**Your instructions**:
Please transcribe the following records in full, exactly as given.

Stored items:
::::
PR #44277, opened 2022-07-12
add necessary dependency for fwd_func 

betterpig:
### PR types

Others
### PR changes

Others
### Describe

add necessary dependency for fwd_func to avoid compiling error of random parallel compiling.
Pasted Graphic 1

- fused_attention_fwd_func.cc's header amp_auto_cast.h depend cast_dygraph_function identifier, which is declared in dygraph_forward_api.h. 
- dygraph_forward_api.h will be generated actually only after copy_dygraph_forward_functions target built.
image

- So fused_attention_fwd_func should depend on copy_dygraph_forward_functions.


zhwesky2010 (approved):
LGTM

PR #44278, opened 2022-07-12
Fix var duplication bug for graph_to_program_pass

From00:
### PR types
Others

### PR changes
Others

### Describe

Fix var duplication bug for graph_to_program_pass


zhiqiu (approved):
LGTM

PR #44340, opened 2022-07-14
Fix run inference bug for standalone executor

From00:
### PR types
Bug fixes

### PR changes
Others

### Describe

Fix run inference bug for standalone executor.


pangyoki (approved):
LGTM

PR #44372, opened 2022-07-15
[API/OP] Set random seed for unittest of lstsq api/op

haohongxiang:
### PR types

Bug fixes
### PR changes

Others 
### Describe

[API/OP] Set random seed for unittest of lstsq api/op


ForFishes (approved):
LGTM

PR #44396, opened 2022-07-18
fix duplicate slice logic in _grad

cxxly:
### PR types

Bug fixes
### PR changes

APIs
### Describe

fix duplicate slice logic in _grad.


levi131 (approved):
LGTM

PR #44475, opened 2022-07-20
[MLU] transpose avg_pool2d to NHWC for better performance.

ShawnNew:
### PR types

Performance optimization

### PR changes

OPs

### Describe

transpose input of avg_pool2d for better cnnl kernel performance


ronny1996 (approved):
LGTM

PR #44485, opened 2022-07-20
[Dy2Sta]Fix Segment Fault while training multi-card if params have no grad

Aurelius84:
### PR types

Bug fixes
### PR changes

OPs
### Describe

[Dy2Sta]Fix Segment Fault while training multi-card if params have no grad


JiabinYang (approved):
LGTM

PR #44525, opened 2022-07-21
Fix for breaking standalone PyInstaller builds

vethan:
### PR types
Bug fixes

### PR changes
APIs

### Describe
Currently when importing paddle in a standalone EXE built using pyinstaller, the build will crash as the interpreter path generated in this fix will not resolve to an existing file.  It should probably have been wrapped in a try/except in the first place.


luotao1:
@vethan Sorry for too late to review the PR, could you resolve the conflicts?

luotao1:
close due to the following PR is merged
- https://github.com/PaddlePaddle/Paddle/pull/51235

PR #44549, opened 2022-07-22
skip dist test cases if mlu card number only one, test=develop

qili93:
### PR types

Others

### PR changes

Others

### Describe

Update MLU parallel test CI script to avoid running multi-devices test cases with single MLU environment.


Aganlengzi (approved):
LGTM

PR #44640, opened 2022-07-26
[WIP] Matmul v1 & v2 unification -- part 1

jczaja:
### PR types
Performance optimization

### PR changes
::::
**Expected answer**:
PR #44277, opened 2022-07-12
add necessary dependency for fwd_func 

betterpig:
### PR types

Others
### PR changes

Others
### Describe

add necessary dependency for fwd_func to avoid compiling error of random parallel compiling.
Pasted Graphic 1

- fused_attention_fwd_func.cc's header amp_auto_cast.h depend cast_dygraph_function identifier, which is declared in dygraph_forward_api.h. 
- dygraph_forward_api.h will be generated actually only after copy_dygraph_forward_functions target built.
image

- So fused_attention_fwd_func should depend on copy_dygraph_forward_functions.


zhwesky2010 (approved):
LGTM

PR #44278, opened 2022-07-12
Fix var duplication bug for graph_to_program_pass

From00:
### PR types
Others

### PR changes
Others

### Describe

Fix var duplication bug for graph_to_program_pass


zhiqiu (approved):
LGTM

PR #44340, opened 2022-07-14
Fix run inference bug for standalone executor

From00:
### PR types
Bug fixes

### PR changes
Others

### Describe

Fix run inference bug for standalone executor.


pangyoki (approved):
LGTM

PR #44372, opened 2022-07-15
[API/OP] Set random seed for unittest of lstsq api/op

haohongxiang:
### PR types

Bug fixes
### PR changes

Others 
### Describe

[API/OP] Set random seed for unittest of lstsq api/op


ForFishes (approved):
LGTM

PR #44396, opened 2022-07-18
fix duplicate slice logic in _grad

cxxly:
### PR types

Bug fixes
### PR changes

APIs
### Describe

fix duplicate slice logic in _grad.


levi131 (approved):
LGTM

PR #44475, opened 2022-07-20
[MLU] transpose avg_pool2d to NHWC for better performance.

ShawnNew:
### PR types

Performance optimization

### PR changes

OPs

### Describe

transpose input of avg_pool2d for better cnnl kernel performance


ronny1996 (approved):
LGTM

PR #44485, opened 2022-07-20
[Dy2Sta]Fix Segment Fault while training multi-card if params have no grad

Aurelius84:
### PR types

Bug fixes
### PR changes

OPs
### Describe

[Dy2Sta]Fix Segment Fault while training multi-card if params have no grad


JiabinYang (approved):
LGTM

PR #44525, opened 2022-07-21
Fix for breaking standalone PyInstaller builds

vethan:
### PR types
Bug fixes

### PR changes
APIs

### Describe
Currently when importing paddle in a standalone EXE built using pyinstaller, the build will crash as the interpreter path generated in this fix will not resolve to an existing file.  It should probably have been wrapped in a try/except in the first place.


luotao1:
@vethan Sorry for too late to review the PR, could you resolve the conflicts?

luotao1:
close due to the following PR is merged
- https://github.com/PaddlePaddle/Paddle/pull/51235

PR #44549, opened 2022-07-22
skip dist test cases if mlu card number only one, test=develop

qili93:
### PR types

Others

### PR changes

Others

### Describe

Update MLU parallel test CI script to avoid running multi-devices test cases with single MLU environment.


Aganlengzi (approved):
LGTM

PR #44640, opened 2022-07-26
[WIP] Matmul v1 & v2 unification -- part 1

jczaja:
### PR types
Performance optimization

### PR changes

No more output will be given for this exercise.